Other films are less surprising in their conclusion but are just as focused on serious issues. The winner of both the Original Music Score and African Female Director awards, “Face Mask on Sale”, shows a young pregnant woman eventually worn down by the isolation enforced by COVID. At first, she enjoys the freedom of leisure, but her depression grows as the film’s minute progresses and the COVID-enforced isolation endures. Similarly, the Documentary Film Award winner, “Cemetery of Strangers”, relates the story of a Tunisian fisherman who buries migrants who have died at sea and washed up on shore, giving them a dignified if anonymous burial, stressing the sad realities of migrants who would risk death for a better life.14
Each of the final seven films is worthy of greater analysis, but two of these award-winning films, “The Water of Life” and “I Am Freedom”, directly engage with the questions of this essay about the complications of new media for self-expression, connection, and even activism in the postcolonial state. Both films address the material realities of postcolonial Africa, including technology or the lack thereof, and both press back against some of the stated aims of the festival, questioning if communication technologies are empowering or just the opposite. By being gathered in the award-winning seven finalists, the films, as this essay’s next section will show, unintentionally speak to each other, both in their discussion of technology and in their examination of neocolonialism.

4. “The Water of Life”

The first film under close examination clearly addresses colonialism and neocolonialism and, less obviously, technology. “The Water of Life”, winner of the Director’s Award, begins by showing a stark landscape of a field of dry grass with two figures in the distance as choral music (with lyrics in Latin) begins to swell. The camera then cuts to the same figures, now in the foreground and recognizable as two dark-skinned men, one with darker brown skin than the other, barefoot and dressed in stained and torn loose beige clothing that blends in with the arid landscape and brown dry grass. Both men attempt to drink from a bottle they pick up from the ground, which the viewer sees is empty when each man turns the bottle upside down above his thirsty mouth, with no drops of liquid coming out. The despairing men toss the bottle away as a metal box appears in the foreground. The men run towards the camera and the box, kneel down to open it, and pull out another bottle, which they struggle to open but cannot.

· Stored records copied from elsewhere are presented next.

PR #306, opened 2017-01-27
Change string component creation using React.createElement in toClass function

mattiaocchiuto:
Using the `toClass` function to create a component using a string it create a component with the `baseComponent` variable not resolved, so if I try to create a component calling: `toClass('textarea')` I will receive as output a `<baseComponent>` element and not a `<textarea>` element.


istarkov:
Thank you, good catch, please fix linting errors

mattiaocchiuto:
Done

For the first thirty seconds of the film, the exterior semi-arid landscape, the men’s non-descript clothing, and the generic props do not mark the film’s setting as any particular time or place. The setting becomes more clearly modern, however, when the legs of another man suddenly enter the screen from the right. The camera changes to a side view to show the entire figure of the new man, who we now see is white complected, dressed in a dark suit with a modern cut, and holding two white cloth bags as he stands facing the two brown men who are still kneeling on the ground. The camera pulls in to show one of the men, the one with the darker skin, reaching for a rock. A split screen shows his serious eyes as his hand grasps the rock. The same split shot is repeated as the lighter-skinned man also grasps a rock, with his eyes also in closeup at the top of the screen. The viewer wonders if the men are going to defend themselves against the white man or fight for possession of the box.

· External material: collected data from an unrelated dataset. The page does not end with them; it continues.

PR #330, opened 2017-03-14
Add deep key evaluation to pick

timkindberg:


istarkov:
Do we expose pick in public API? 
I would prefer not to implement or expose deep pick, because its slower, has strange semantic (how property will be extracted), not the same as well known pick from lodash-underscore.

timkindberg:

In response, the standing white man pulls out a gun, which he points at the two kneeling men, with another quick split screen shot. The man motions with the gun, and the brown-skinned men stand and move away from the box. We see the white man pull from the box the bottle the men were earlier trying to open, which he places into one of the cloth bags he carries, which the viewer now sees has “wealth” (in English) imprinted on it. He takes from his other white bag, which the viewer now sees is labeled “freedom”, another bottle, which he tosses to the two brown-skinned men, who drink from it thirstily. In the next shot, we see that the freedom bottle is empty and lying on its side in the dry grass. We then see that the two brown-skinned men are again kneeling in the grass, but now with their mouths covered in black duct tape. As the white man walks away with the box and his bags, the viewer sees that the discarded empty bottle from which the other men first tried to drink is labeled “education”.
As this description hopefully conveys, these short films convey an amazing amount of information in a short time, telling a larger story partially by reverting to symbolism. The brown and black man, one supposes, represent the formerly colonized people of southern and northern Africa, and the suit-wearing white man the neocolonizer, meaning that the story would be of the continued exploitation of the African people and their resources. The description of “Water of Life” submitted by the filmmaker (available with the film) says, “This film tells the miserable existence of African people whether in North Africa or sub-Saharan Africa despite their wealth. Since neocolonialism is appropriate with the force in counterpart of a pseudo freedom, this idea is described from the water symbol of life and the thirst of these peoples for freedom, wealth, well-being and education”. When this amateur filmmaker had the opportunity to choose a topic for his one minute of self-expression, he chose, as his description makes clear, to tell a story of neocolonialism and oppression.15 One supposes that his point would be to call attention to this situation with the aim of resisting and interrupting it, which is an activist aim.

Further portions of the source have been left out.